On Easter Sunday, the rising sun was credited with unusual properties, including the belief that it danced with joy in celebration of the resurrection of Jesus Christ. Known across Europe, the superstition was widely observed in Yorkshire until quite recently, and folk would often ascend a local hill before dawn to witness the spectacle. Beamsley Beacon, above Ilkley, was a particularly favoured location for such gatherings. In the North and East Ridings, a divinatory custom called ‘wading the sun’ was also practiced, whereby a bucket of water was placed to catch the rising orb. If the sun ‘waded’ (i.e. was reflected in the water causing it to glimmer) then it promised a fine season to follow.

Easter Monday was marked across the county by egg-rolling games for children, and ‘Troll-Egg Day’ was a common colloquial name for the festival. But whilst this harmless activity is often revived today, the less savoury tradition of ‘buckle-snatching’ or ‘Leggin’ Day’ (as it was called in the East Riding) has been consigned to history. Recorded in towns such as Whitby, it was customary for boys to trip girls up and remove their shoes, which they would only return upon payment of some gratuity. Unsurprisingly, this antisocial, uncouth practice sometimes led to riots and like many loutish institutions of a similar ilk, it was stamped out by the establishment of local constabularies in the nineteenth century.

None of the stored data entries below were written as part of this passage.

PR #2199, opened 2023-11-19
STM32 DAC: update to new PAC, combine ch1/ch2, fix trigger selection

adamgreig:
To be considered alongside https://github.com/embassy-rs/stm32-data/pull/306

The current trigger selection is wrong for almost all STM32s and needlessly splits into TSEL1/2 even though no chips make a distinction based on channel (!). However, there is significant difference in the TSEL enum between chips, so it's very burdensome to define it in the PAC. The PAC PR above reworks DAC support to improve accuracy and compatibility between all STM32s, and changes TSEL to always take an integer instead of an enum.

This PR adds an enum of trigger sources for every STM32, accurate except for where triggers differ between DAC1/2 and where triggers can be remapped in SYSCFG (indicated with doc comments), and updates the current driver to use it.

There's a few other changes:

* The existing `mode: u8` is changed to a `Mode` enum, since it's now common across supported DAC versions
* `build.rs` was cleaned up and some new configs added for `flashsize_X`, `package_X`, `stm32l4_nonplus`, `stm32l4_plus`, needed for the new trigger selection enums

Still to-do:
* [x] Test on hardware
* [x] Look for opportunities to refactor the two channel structs into one now that tsel is common
* [x] The driver needs to enable the now-available HFSEL when required (peripheral clock above some threshold on some chips)

### DIFF
--- a/embassy-stm32/build.rs
+++ b/embassy-stm32/build.rs
@@ -996,8 +996,8 @@ fn main() {
         // SDMMCv1 uses the same channel for both directions, so just implement for RX
         (("sdmmc", "RX"), quote!(crate::sdmmc::SdmmcDma)),
         (("quadspi", "QUADSPI"), quote!(crate::qspi::QuadDma)),
-        (("dac", "CH1"), quote!(crate::dac::DmaCh1)),
-        (("dac", "CH2"), quote!(crate::dac::DmaCh2)),
+        (("dac", "CH1"), quote!(crate::dac::DacDma1)),
+        (("dac", "CH2"), quote!(crate::dac::DacDma2)),
     ]
     .into();
 
--- a/embassy-stm32/build.rs
+++ b/embassy-stm32/build.rs
@@ -1376,6 +1376,15 @@ fn main() {
         println!("cargo:rustc-cfg=flashsize_{}", &chip_name[10..11]);
     }
 
+    // Mark the L4+ chips as they have many differences to regular L4.
+    if &chip_name[..7] == "stm32l4" {
+        if "pqrs".contains(&chip_name[7..8]) {
+            println!("cargo:rustc-cfg=stm32l4_plus");
+        } else {
+            println!("cargo:rustc-cfg=stm32l4_nonplus");
+        }
+    }
+
     println!("cargo:rerun-if-changed=build.rs");
 }
 
--- a/embassy-stm32/build.rs
+++ b/embassy-stm32/build.rs
@@ -65,7 +65,6 @@ fn main() {
             match r.kind {
                 // Generate singletons per pin, not per port
                 "gpio" => {
-                    println!("{}", p.name);
                     let port_letter = p.name.strip_prefix("GPIO").unwrap();
                     for pin_num in 0..16 {
                         singletons.push(format!("P{}{}", port_letter, pin_num));
@@ -1352,15 +1351,6 @@ fn main() {
 
     if let Some(core) = core_name {
         println!("cargo:rustc-cfg={}_{}", &chip_name[..chip_name.len() - 2], core);
-    } else {
-        println!("cargo:rustc-cfg={}", &chip_name[..chip_name.len() - 2]);
-    }
-
-    // ========
-    // stm32f3 wildcard features used in RCC
-
-    if chip_name.starts_with("stm32f3") {
-        println!("cargo:rustc-cfg={}x{}", &chip_name[..9], &chip_name[10..11]);
     }
 
     // =======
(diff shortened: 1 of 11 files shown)


adamgreig:
It looks like the CI is still using the old PAC (references to `set_tsel1()` which doesn't exist in https://github.com/embassy-rs/stm32-data/pull/306), despite changing `embassy-stm32`'s `Cargo.toml`. Did I miss something?

Dirbaio:
change it in `dependencies` and `build-dependencies`. `patch` only applies if you build `embassy-stm32` as the root crate, which breaks when building the examples because it's a dep there, not a root crate.

embassy-stm32/build.rs
```diff
@@ -1354,16 +1344,25 @@ fn main() {
     if &chip_name[..8] == "stm32wba" {
         println!("cargo:rustc-cfg={}", &chip_name[..8]); // stm32wba
         println!("cargo:rustc-cfg={}", &chip_name[..10]); // stm32wba52
+        println!("cargo:rustc-cfg=package_{}", &chip_name[10..11]);
+        println!("cargo:rustc-cfg=flash_{}", &chip_name[11..12]);
```
Dirbaio, line 1348: this could be confused with the cfgs for the FLASH peripheral (like `flash_f4`), could you pick another name? maybe `mem` or `memory`? (I think that letter also affects RAM size?)

adamgreig: could `size_` work? ST call it "flash memory size" typically. It sometimes influences SRAM too but not usually, so I think saying `mem` sounds a bit too much like it's talking about RAM when it's not. Could do `density` which is how ST used to refer to this on older devices.

Dirbaio: `size` sounds good. `density` please no :rofl:

adamgreig: I've gone for `flashsize` for now, plain `size` seemed a big ambiguous.

adamgreig:
The latest (WIP) commit is a fairly major rework of the DAC driver: there's now just one `DacChannel` type, instead of separate channel 1/2 structs, which is possible now there's just one TSEL and it reduces code duplication.

* I've added critical sections where the previous driver didn't have them; I think they're necessary since the control registers are shared between channels 1 and 2
* I've retained enabling the channel on creation. Ideally we wouldn't, so it's possible for users to configure a channel without causing it to drive its output (because DACs can be set to internal-output-only), but right now we require the output pin in `new()`, so it's OK. I think ideally I would change this so the pin is only required when enabling an external output mode, but that will require rethinking the mode enum a bit too.
* I've disabled trigger mode by default, because as it stands you don't know what the default trigger source is (it's different between DAC versions). We could default to software trigger, but that seems pointless for the default case because you might as well just have triggering off and update the DAC as soon as you call `set()`. Using software triggering is a fairly niche case, I think, and for the rest of the triggering use cases I think it makes sense to select a trigger source before enabling triggering.

I'm not sure about the `T::enable_and_reset()` reference counting; is it correct to call it twice, since each channel will then call disable on drop? The old driver didn't call it twice or ever call disable. It also seems like the old driver has to work around the "DAC12EN" bit in H7, but its implementation of `enable_and_reset_with_cs()` and `disable_with_cs()` doesn't touch the reference count.

Finally, the DMA trait business seems a bit unsatisfying as-is. If I just have one `DmaChannel` trait, I can put the `fn write()` inside the general impl block with a bound on `DMA: DmaChannel`, and everything works for most devices, but for some reason on H7 (and maybe others), implementing the DMA trait for both DAC CH1 and CH2 causes a conflicting implementations error. Instead, I kept a DMA trait per channel, then duplicate the impl for either concrete N=1 or N=2 with different DMA trait bounds each time. I think this works, and it's better than the total duplication we had before, but I wonder if there's a nicer way to do it.

Still to-do:
* [ ] Write HFSEL as required
* [ ] Test on hardware
* [ ] Document `Dac` methods, add methods for using both DACs together (simultaneous data updates, DMA into shared data register, etc)

adamgreig:
This is tested on F4 and H7 successfully, which covers the two main variants of the DAC peripheral at least.

* I've implemented all the features I wanted to. Someone could add DMA into the dual registers but perhaps it can wait until someone needs it.
* I added type aliases for `DacCh1`/`DacCh2` which match the old type names, which makes updating code a bit easier.
* I'm not sure about the H7 RccPeripheral refcounting business that I mentioned above.
* I added `new_internal()` to support creating without an output pin, which then sets the DAC to a mode where only the internal peripherals are driven. However, a user could manually change the mode back to one where the output pin _is_ driven. Since we allow safe writing to the PAC registers anyway I'm not sure there's really much to be done about this; I think only a "sophisticated" user is likely to use it, and for them it's useful as otherwise there's no way to have ch1 be external and ch2 be internal, for example. Still, it is a potential footgun. As it stands we don't support setting the sample-and-hold times or other configuration needed for it, so they'd be using the PAC directly anyway.

I haven't changed the `Value` enum; it's a little awkward but probably still better than having separate methods for each type of data alignment.

Dirbaio:
bender run

Dirbaio:
bender run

All Fools’ Day was on 1 April as it is today; pranks were played on the gullible until noon. Sending some callow youth on a fool’s errand was a particularly popular manifestation of this custom; for instance, to collect a pennyworth of pigeon’s milk from the chemist or a volume called
The Life of Adam’s Father
from a bookseller. A favourite in East Yorkshire was to send a boy to the cobbler’s for ‘stirrup oil’, a request which would be met by a beating from the shoemaker’s stirrup. The unlucky dupes were dubbed ‘gawks’ – a northern dialect word for cuckoo – and the hoaxes were known as ‘hunting the gawk’.

The arrival of the cuckoo was a cause for great celebration, as it heralded the onset of summer. In South Yorkshire, a tradition called ‘footing the cuckoo’ was observed, whereby the first person to hear a cuckoo in the neighbourhood would gather his friends and as many beer barrels as they could carry, take them to the trees in which the bird was heard and proceed to carouse the rest of the day away. It is said that in the Ribblesdale village of Austwick, the locals were so keen to keep the cuckoo and hopefully the summer with it, that they tried to wall it in. The bird simply flew away over the top, but the villagers maintained that ‘if they had only built the wall one round of stones higher, the bird could never have got out.’ The same tale is told about the West Yorkshire village of Marsden, who celebrate an annual fête called ‘Cuckoo Day’ in late April.